• Exercise aim
Copy each line of the listing that includes "sure".

• Records supplied
PR #32, opened 2015-10-06
Back off the aggressive cmake version requirements

dhh1128:
The CMakeLists.txt file requires a very recent version of CMake. This is fine on Windows and Mac, but most linux distros are multiple revisions behind the specified version. For example, Ubuntu 14.04 LTS distributes CMake 2.8. Although it is possible to install a newer version of CMake there, there is really no benefit to doing so; nothing in our cmake files appears to need the newer build tool. The build files created by older cmakes work flawlessly for me on Linux.

One caveat with this pull request is that I have only tested the resulting build on Ubuntu 14. If we truly need a newer version of CMake on other platforms, my change might break something.

### DIFF
--- a/CMakeLists.txt
+++ b/CMakeLists.txt
@@ -13,7 +13,7 @@
 # permissions and limitations under the License.
 #
 
-cmake_minimum_required (VERSION 3.2.3)
+cmake_minimum_required (VERSION 2.8)
 
 # Cmake invocation variables:
 #   CUSTOM_MEMORY_MANAGEMENT - if set to 1, generates the sdk project files with custom memory management enabled, otherwise disables it


JonathanHenson:
This is here because of security requirements in our android build. I'm not
sure how long we'll  keep the android build in cmake in the long term
anyways, but feel free to reduce it on your builds.

bretambrose:
The higher Cmake version requirement is (indirectly) due to some changes strongly suggested by our security review team, in particular to use stronger verification on the ExternalProject_Adds of the android build.  Only the version bump has gotten pushed through to the main repo yet, so from your perspective it doesn't make sense right now, but eventually it will.  As a compromise solution, assuming it works, I will make the version requirements conditional on whether or not android is the target platform.

guillermomuntaner:
@bretambrose 
+1 to cmake conditional requirement. 
If it is only required by Android, you shouldn't force most of your developers to update Cmake. Updating Cmake is not trivial in some enterprise OS distributions.

JonathanHenson:
We backed off to 3.1.2. Can you give it a try?

bretambrose:
Hold off on that.  It looks like the new CMakeLists.txt did not make the export process.  We should be able to address that shortly.

vaintroub:
Affects me. I'm not building  for Android, but I need to build for a variety of Linuxes, FreeBSD, Windows etc

JonathanHenson:
This should have been resolved. Please reopen if you have ongoing issues.

vaintroub:
this is resolved where? https://github.com/aws/aws-sdk-cpp/blob/master/CMakeLists.txt#L19 still has 3.1.2

Bu11etmagnet:
Look at line 64.
Isn't line 19 redundant?

vaintroub:
It is, and it is what requires a very new cmake. i.e line 70
cmake_minimum_required (VERSION 2.8)

has no effect given 
cmake_minimum_required (VERSION 3.1.2)
elsewhere

PR #61, opened 2015-12-14
Changed the type of SQS message's attribute

skobaken7:
According to the AWS library of Java, SQS message's attributes should be String.
http://docs.aws.amazon.com/AWSJavaSDK/latest/javadoc/com/amazonaws/services/sqs/model/Message.html
For example, I cant' get "ApproximateReceiveCount" by the current implementation.


JonathanHenson:
The AWS library for Java doesn't use enums, which is why they specified a String. We need to look into why ApproximateReceiveCount is not a member of the enum.

JonathanHenson:
This was addressed in c00923192cc55a640394b8eebf08b0bb6c3a9a30

PR #62, opened 2015-12-15
Fix crash in CurlHttpClient when request times out.

pokey909:
Integration test was crashing with a segfault when the connection timed out.
Reason was that the response was nulled in this case but still dereferenced to flush it.


JonathanHenson:
This was pulled over in my latest update. Feel free to consider this pull request merged. Due to the export process that was in process (until I deprecated it a few minutes ago), I didn't actually pull it. I will next time though. Thanks for your work on this.

Issue #70, opened 2016-01-07
EC2 DescribeInstances API doesn't work (and likely many others)


steveniemitz:
I was attempting to use EC2Client::DescribeInstances, but never got any reservations back.

Digging into the code, it looks like the generated parsers are incorrect.  DescribeInstancesResult looks for a "Reservations" XML node, however the actual XML response is "reservationsSet".  It looks like the generated code isn't looking for the locationName as specified in the API JSON descriptors, and instead only using the member key.

steveniemitz:
It looks like this patch to the code generator template was enough to fix most places:

```
diff --git a/code-generation/generator/src/main/resources/com/amazonaws/util/awsclientgenerator/velocity/cpp/xml/ModelClassMembersDeserializeXml.vm b/code-generation/generator/src/main/resources/com/amazonaws/util/awsclientgenerator/velocity/cpp/xml/ModelClassMembersDeserializeXml.vm
index 6208d31..b01a4c7 100644
--- a/code-generation/generator/src/main/resources/com/amazonaws/util/awsclientgenerator/velocity/cpp/xml/ModelClassMembersDeserializeXml.vm
+++ b/code-generation/generator/src/main/resources/com/amazonaws/util/awsclientgenerator/velocity/cpp/xml/ModelClassMembersDeserializeXml.vm
@@ -29,7 +29,11 @@
 #set($listVarName = $CppViewHelper.computeVariableName($memberName) + "Member")
 #set($listMemberName = "member")
 #end##location specified in model
+#if($member.locationName)##location specified
+    XmlNode ${lowerCaseVarName}Node = resultNode.FirstChild("${member.locationName}");
+#else##no location specified
     XmlNode ${lowerCaseVarName}Node = resultNode.FirstChild("${memberName}");
+#end##
```

I'll submit a PR soon.  Based on the diff, it looks like this mostly impacted EC2 APIs, but there were some changes in S3, SNS, iam, and email as well.

steveniemitz:
Looks like there's a similar problem on the request side as well.  For instance the InstanceIds filter is serialized incorrectly.

JonathanHenson:
thanks for your work on this, after you submit the pull request, I'll rerun the integration tests and make sure we didn't break anything. Ec2 is a special snowflake when it comes to protocol and is unfortunately an edge case we haven't tested too much.

steveniemitz:
[...]

PR #72, opened 2016-01-07
Fixed codegen for lists with locationNames.

steveniemitz:
This primarily impacts the EC2 APIs.
See issue #70

This fixes enough of the API to get it working.  There are still a few places I found that don't work, for example the Filter on DescribeInstances still doesn't serialize correctly, but InstanceIds does now.


JonathanHenson:
ran full test suite, everything looks good. merging now.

• Problem solution
sure how long we'll  keep the android build in cmake in the long term
thanks for your work on this, after you submit the pull request, I'll rerun the integration tests and make sure we didn't break anything. Ec2 is a special snowflake when it comes to protocol and is unfortunately an edge case we haven't tested too much.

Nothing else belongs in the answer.